## DATA UNDER STUDY:
Issue #581, opened 2022-07-28
WebAuthn: Add userId property to Authenticator and WebAuthnCredentials


mnylen:
#### Describe the feature

Depends on fixing #580 first.

#### 1. Add userId property to relevant classes

* Add `userId` property to both `Authenticator` and `WebAuthnCredentials`.
* After successful WebAuthn authentication or credential registration, the  `userId` property from `Authenticator` should be included in the principal of returned `User`.

#### 2. Populating the user id

After the property is added to relevant classes, the `Authenticator` instances passed to `authenticatorFetcher` and `authenticatorUpdater` should include the user ID (once #580 is fixed) property:

* When fetching authenticators with a query:
   * In `WebAuthn#createCredentialOptions()`: copy the value from the `user` object passed in as parameter.
   * In `WebAuthn#authenticate()`: use the user id defined in `WebAuthnCredentials` passed in as parameter
* When inserting or updating authenticators:
    * In `WebAuthn#authenticate()` for webauthn.get: use the user id defined in `WebAuthnCredentials`
    * In `WebAuthn#authenticate()` for webauthn.create: use the user id from the authenticator found by credential id lookup

#### 3. Extra check in authentication

Additionally, the verification process should ensure that the `userHandle` returned in the `AuthenticationAssertionResponse` matches the `userId` property on the `Authenticator` found with credential id lookup.

The spec:

> If the user was not identified before the [authentication ceremony](https://www.w3.org/TR/webauthn/#authentication-ceremony) was initiated,
>    verify that response.[userHandle](https://www.w3.org/TR/webauthn/#dom-authenticatorassertionresponse-userhandle) is present, and that the user identified by this value is the owner of credentialSource.

#### Use cases

This would allow Relying Party to index authenticators in persistent storage based on a stable user ID (read: a primary key for user table). User names (emails, nicknames, etc.) often change during user's lifecycle, but IDs don't.

Currently it's not possible to do this without doing an extra lookup to find user ID based on username (as authenticatorUpdater). 

#### Contribution

Already have a PR in the works at https://github.com/mnylen/vertx-auth/pull/1/files

PR #582, opened 2022-08-06
WebAuthn: Add user id to PublicKeyCredentialsCreateOptions, Authenticator and WebAuthnCredentials (#580, #581)

### LINKED ISSUE #580: WebAuthn: createCredentialOptions() uses a random UUID as user handle always
### Version

4.3.2

### Context

The documentation at https://vertx.io/docs/vertx-auth-webauthn/java/#_registration suggests adding `id` in the `user` object. This is, to my best understanding, supposed to be the Relying Party's unique identifier for the user, or the `user handle`.

In the implementation, however, the `user.id` in the `PublicKeyCredentialCreationOptions` generated does not use the given user id information. Instead, it always generates a random UUID there.

The implication of this is that when browsers or applications use the `PublicKeyCredentialCreationOptions` in `navigator.credentials.create` call, it is possible to create and store multiple credentials for the same user (as the user id is now completely random) on the authenticator. This is confusing for the users.

Only work around this issue is to override the `user.id` path from the `JsonObject` returned, which feels somewhat dirty.

How to fix:

* If `id` is present in the `user` object, base64 url encode that as `user.id` (makes it easier for most use cases, because in most cases the user ID will have a simple String representation (such as a number or String)).

* Or if `rawId` is present in the `user` object, use that directly as `user.id`

### Extra

According to WebAuthn spec level 2, the `user.id` (or user handle) is (https://www.w3.org/TR/webauthn/#dom-publickeycredentialuserentity-id):

> id, of type [BufferSource](https://heycam.github.io/webidl/#BufferSource)
>    The [user handle](https://www.w3.org/TR/webauthn/#user-handle) of the user account entity. A [user handle](https://www.w3.org/TR/webauthn/#user-handle) is an opaque [byte sequence](https://infra.spec.whatwg.org/#byte-sequence) with a maximum size of 64 bytes, and is not meant to be displayed to the user.
>
>    To ensure secure operation, authentication and authorization decisions MUST be made on the basis of this [id](https://www.w3.org/TR/webauthn/#dom-publickeycredentialuserentity-id) member, not the [displayName](https://www.w3.org/TR/webauthn/#dom-publickeycredentialuserentity-displayname) nor [name](https://www.w3.org/TR/webauthn/#dom-publickeycredentialentity-name) members. See Section 6.1 of [[RFC8266]](https://www.w3.org/TR/webauthn/#biblio-rfc8266).
>
>    The [user handle](https://www.w3.org/TR/webauthn/#user-handle) MUST NOT contain personally identifying information about the user, such as a username or e-mail address; see [§ 14.6.1 User Handle Contents](https://www.w3.org/TR/webauthn/#sctn-user-handle-privacy) for details. The [user handle](https://www.w3.org/TR/webauthn/#user-handle) MUST NOT be empty, though it MAY be null.
>
>    Note: the [user handle](https://www.w3.org/TR/webauthn/#user-handle) ought not be a constant value across different accounts, even for [non-discoverable credentials](https://www.w3.org/TR/webauthn/#non-discoverable-credential), because some authenticators always create [discoverable credentials](https://www.w3.org/TR/webauthn/#discoverable-credential). Thus a constant [user handle](https://www.w3.org/TR/webauthn/#user-handle) would prevent a user from using such an authenticator with more than one account at the [Relying Party](https://www.w3.org/TR/webauthn/#relying-party).

mnylen:
Motivation:

Fixes #580 and #581

### DIFF
--- a/vertx-auth-webauthn/src/main/generated/io/vertx/ext/auth/webauthn/AuthenticatorConverter.java
+++ b/vertx-auth-webauthn/src/main/generated/io/vertx/ext/auth/webauthn/AuthenticatorConverter.java
@@ -60,6 +60,10 @@ public class AuthenticatorConverter {
             obj.setUserName((String)member.getValue());
           }
           break;
+        case "userId":
+          if (member.getValue() instanceof String) {
+            obj.setUserId((String)member.getValue());
+          }
       }
     }
   }
@@ -90,6 +94,9 @@ public class AuthenticatorConverter {
     }
     if (obj.getUserName() != null) {
       json.put("userName", obj.getUserName());
+    }
+    if (obj.getUserId() != null) {
+      json.put("userId", obj.getUserId());
     }
   }
 }
--- a/vertx-auth-webauthn/src/main/java/io/vertx/ext/auth/webauthn/impl/WebAuthnImpl.java
+++ b/vertx-auth-webauthn/src/main/java/io/vertx/ext/auth/webauthn/impl/WebAuthnImpl.java
@@ -159,9 +159,20 @@ public class WebAuthnImpl implements WebAuthn {
 
   @Override
   public Future<JsonObject> createCredentialsOptions(JsonObject user) {
+    String userId;
+
+    if (user.getString("id") != null) {
+      userId = user.getString("id");
+    } else if (user.getString("rawId") != null) {
+      // For backwards compatibility, allow using rawId in place of id. Should be removed in future.
+      userId = user.getString("rawId");
+    } else {
+      // For backwards compatibility, if both id and rawId is missing, use a random base64url encoded UUID
+      userId = uUIDtoBase64Url(UUID.randomUUID());
+    }
 
     return fetcher
-      .apply(new Authenticator().setUserName(user.getString("name")))
+      .apply(new Authenticator().setUserId(userId).setUserName(user.getString("name")))
       .map(authenticators -> {
         // empty structure with all required fields
         JsonObject json = new JsonObject()
@@ -177,10 +188,11 @@ public class WebAuthnImpl implements WebAuthn {
         putOpt(json.getJsonObject("rp"), "icon", options.getRelyingParty().getIcon());
 
         // put non null values for User
-        putOpt(json.getJsonObject("user"), "id", uUIDtoBase64Url(UUID.randomUUID()));
+        putOpt(json.getJsonObject("user"), "id", userId);
         putOpt(json.getJsonObject("user"), "name", user.getString("name"));
         putOpt(json.getJsonObject("user"), "displayName", user.getString("displayName"));
         putOpt(json.getJsonObject("user"), "icon", user.getString("icon"));
+
         // put the public key credentials parameters
         for (PublicKeyCredential pubKeyCredParam : options.getPubKeyCredParams()) {
           addOpt(
@@ -294,6 +306,7 @@ public class WebAuthnImpl implements WebAuthn {
       WebAuthnCredentials authInfo = (WebAuthnCredentials) credentials;
       // check
       authInfo.checkValid(null);
+
       // The basic data supplied with any kind of validation is:
       //    {
       //      "rawId": "base64url",
@@ -339,6 +352,7 @@ public class WebAuthnImpl implements WebAuthn {
       }
 
       // optional data
+
       if (clientData.containsKey("tokenBinding")) {
         JsonObject tokenBinding = clientData.getJsonObject("tokenBinding");
         if (tokenBinding == null) {
@@ -358,6 +372,7 @@ public class WebAuthnImpl implements WebAuthn {
         }
       }
 
+      final String userId = authInfo.getUserId();
       final String username = authInfo.getUsername();
 
       // Step #4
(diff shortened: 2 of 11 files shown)


vertx-auth-webauthn/src/main/generated/io/vertx/ext/auth/webauthn/AuthenticatorConverter.java
```diff
@@ -60,6 +60,10 @@ public static void fromJson(Iterable<java.util.Map.Entry<String, Object>> json,
             obj.setUserName((String)member.getValue());
           }
           break;
+        case "userId":
```
mnylen, line 63: Realized I modified these by hand... how do I run the code generator?

vertx-auth-webauthn/src/main/java/io/vertx/ext/auth/webauthn/impl/WebAuthnImpl.java
```diff
@@ -159,9 +159,17 @@ public WebAuthn authenticatorUpdater(Function<Authenticator, Future<Void>> updat
...
   @Override
   public Future<JsonObject> createCredentialsOptions(JsonObject user) {
+    String userId;
+    if (user.getString("id") != null) {
+      userId = base64UrlEncode(user.getString("id").getBytes());
+    } else if (user.getString("rawId") != null) {
+      userId = user.getString("rawId");
+    } else {
+      userId = uUIDtoBase64Url(UUID.randomUUID());
+    }
```
mnylen, line 169: Backwards-compatibility wise I'm not sure about this.

Previously the "id" attribute did not end up in the generated JSON at all, but the documentation here https://vertx.io/docs/vertx-auth-webauthn/java/#_create_a_registration_request said it should be a base64url string. The documentation also instructed adding "rawId".

Because of that, it is likely that there are users already out there who have set the "id" and "rawId" attributes who either didn't realize that those were not properly reflected in the generated JSON, or noticed it but didn't care.

So if we now start actually using the "id" attribute (or "rawId"), that might come as surprise to the users when upgrading. Especially if they were already passing the "id" as base64url encoded value, it would now get double-encoded.

Any ideas how to handle this? I see the options are:

1. Make this a potentially breaking change (can this be done in 4.3 -> 4.4?)

2. Rename "id" as "handle" -> no backwards compatibility issues:
   * Any users that were passing "id" or "rawId" would not see any effect, as those were unused previously, and the fallback to base64url encoded UUID would still be in place.

vertx-auth-webauthn/src/test/java/io/vertx/ext/auth/webauthn/DummyStore.java
```diff
@@ -20,17 +21,25 @@ public void clear() {
   }
 
   public Future<List<Authenticator>> fetch(Authenticator query) {
+    if (query.getUserName() == null && query.getCredID() == null && query.getUserId() == null) {
```
mnylen, line 24: I thought it was better to explicitly fail the query in the tests if all conditions were null (which should not happen with proper usage / implementation)

vertx-auth-webauthn/src/test/java/io/vertx/ext/auth/webauthn/WebAuthNTest.java
```diff
@@ -43,27 +46,61 @@ public void testFIDORegister(TestContext should) {
       .authenticatorFetcher(database::fetch)
       .authenticatorUpdater(database::store);
 
-    database.add(
```
mnylen, line 46: Instead of starting the register test with the authenticator already in database, I changed the test to test that the authenticator was persisted in the database _after_ registration.

vertx-auth-webauthn/src/test/java/io/vertx/ext/auth/webauthn/WebAuthNTest.java
```diff
@@ -89,6 +129,32 @@ public void testFIDOLogin(TestContext should) {
...
+
+        final User user = fn.result();
+        should.assertEquals(userId, user.principal().getString("userId"));
+
+        test.complete();
+      });
+  }
+
+  @Test(timeout = 1000)
+  public void testFIDOLoginWhenNoAuthenticatorsFoundByCredID(TestContext should) {
```
mnylen, line 141: Just a little sanity check test to make sure that authenticate() fails if no authenticators are found by the credential id.

mnylen:
~For some reason the eclipsefdn/eca action doesn't find my ECA, which I have signed. The Eclipse Foundation portal shows it as signed, the email address should match the email address on the commit, and the GitHub username should match the username configured on the Eclipse Foundation account. :/~

Seemed to have resolved itself.

mnylen:
Updated the documentation also. Added a mention that it's up to the caller of `createCredentialsOptions` and `getCredentialsOptions` to store the challenge somewhere (with some ideas for where), so it can be retrieved in the second step.

Have to say, I don't super love that the `authenticate` method is the entrypoint for both registration and login. If the implementer isn't careful, it's all too easy to accept [AuthenticatorAttestationResponse](https://developer.mozilla.org/en-US/docs/Web/API/AuthenticatorAttestationResponse) (webauthn.create) where [AuthenticatorAssertionResponse](https://developer.mozilla.org/en-US/docs/Web/API/AuthenticatorAssertionResponse) (webauthn.get) is expected. This could open up a door to register an authenticator to another account through login.

To tackle this somehow, mentioned in the documentation that, when storing the challenge, implementer should scope the stored challenge to either login or registration, so it can only be used in that context. But maybe this is something we should tackle at the API level to prevent possibility for the user to make such mistake.

Issue #583, opened 2022-08-14
Invalid JWT: Token must be a short-lived token (60 minutes) and in a reasonable timeframe. Check your iat and exp values in the JWT claim


afloarea:
### Version

4.3.3

### Context

I was trying to connect to google spreadsheets API using a service account. After some trial and error, I figured I can use something of the sorts:
```
final var auth = GoogleAuth.create(vertx, serviceAccountConfig); // service account config file downloaded from google
final var client = WebClient.create(vertx);

final var oath2Client = OAuth2WebClient.create(client, auth)
	.withCredentials(new Oauth2Credentials()
		.setFlow(OAuth2FlowType.AUTH_JWT)
		.setJwt(new JsonObject().put("scope", String.join(" ", List.of("https://www.googleapis.com/auth/spreadsheets","https://www.googleapis.com/auth/drive")))));
```

At first, it seems to work and it looks pretty cool and simple, however, after about an hour I start to get an error:
`Invalid JWT: Token must be a short-lived token (60 minutes) and in a reasonable timeframe. Check your iat and exp values in the JWT claim after one hour`

Trying to investigate, the internet says that this is probably caused by the clock being out of sync (NTP). However this is was not the case. After more digging I found out that after expiration, the same flow (JWT_AUTH) was being performed again but it failed because of an invalid `iat` field. It turns out that the JsonObject passed with `.setJwt(...)` was altered and new fields were added by the JWT::sign(JsonObject,JWTOptions) method (which set the `iat` field on the first call to google API). After expiration, the sign method runs again, only this time it finds that the payload already has an `iat` field and so, it leaves it as is, which google does not like and returns the before-mentioned error.

### Do you have a reproducer?

Unfortunately I do not, as it involves credentials.

### Steps to reproduce

1. obtain a pair of credentials for service account in the form:
```
{
	"type": "service_account",
	"project_id": "<proj-id>",
	"private_key_id": "<id>",
	"private_key": "<private_key_cert>",
	"client_email": "email@test.com",
	"client_id": "<client_id_value>",
	"auth_uri": "https://accounts.google.com/o/oauth2/auth",
	"token_uri": "https://oauth2.googleapis.com/token",
	"auth_provider_x509_cert_url": "https://www.googleapis.com/oauth2/v1/certs",
	"client_x509_cert_url": "<cert_url_value>"
}
```

2.  Create the web client as mentioned above
4.  Make a request to some google api
[...]

PR #585, opened 2022-09-04
#583 Do not mutate the jwt object provided by the user

afloarea:
Motivation:

#583  Avoid mutating the JWT object passed by the user and fix the generation of `iat` field which only worked on the first call.

### DIFF
--- a/vertx-auth-oauth2/src/main/java/io/vertx/ext/auth/oauth2/impl/OAuth2AuthProviderImpl.java
+++ b/vertx-auth-oauth2/src/main/java/io/vertx/ext/auth/oauth2/impl/OAuth2AuthProviderImpl.java
@@ -441,7 +441,7 @@ public class OAuth2AuthProviderImpl implements OAuth2Auth, Closeable {
 
         case AUTH_JWT:
           params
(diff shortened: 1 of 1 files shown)


pendula95:
I would rather have this copy generated [here](https://github.com/vert-x3/vertx-auth/blob/0564883b03b8c4122a11d397d396fe646046e5c1/vertx-auth-oauth2/src/main/java/io/vertx/ext/auth/oauth2/impl/OAuth2AuthProviderImpl.java#L444)

It is more clear to have it outside of void method then to modify state of objects inside the void function.

Something similar has been done already [here](https://github.com/vert-x3/vertx-auth/blob/9642af0a60abda2863484369fa911f214fc21bc6/vertx-auth-jwt/src/main/java/io/vertx/ext/auth/jwt/impl/JWTAuthProviderImpl.java#L185) With your modification double copy would be performed.

afloarea:
Thank you for your input, @pendula95 .
I have updated the PR according to your suggestion.

pendula95:
LGTM

pmlopes:
Thank you, @afloarea and @pendula95 !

## WORK REQUIRED:
Which lines in the listing hold the word "your"? Copy them out.

## SOLUTION FOR THIS EXERCISE:
Invalid JWT: Token must be a short-lived token (60 minutes) and in a reasonable timeframe. Check your iat and exp values in the JWT claim
`Invalid JWT: Token must be a short-lived token (60 minutes) and in a reasonable timeframe. Check your iat and exp values in the JWT claim after one hour`
Something similar has been done already [here](https://github.com/vert-x3/vertx-auth/blob/9642af0a60abda2863484369fa911f214fc21bc6/vertx-auth-jwt/src/main/java/io/vertx/ext/auth/jwt/impl/JWTAuthProviderImpl.java#L185) With your modification double copy would be performed.
Thank you for your input, @pendula95 .
I have updated the PR according to your suggestion.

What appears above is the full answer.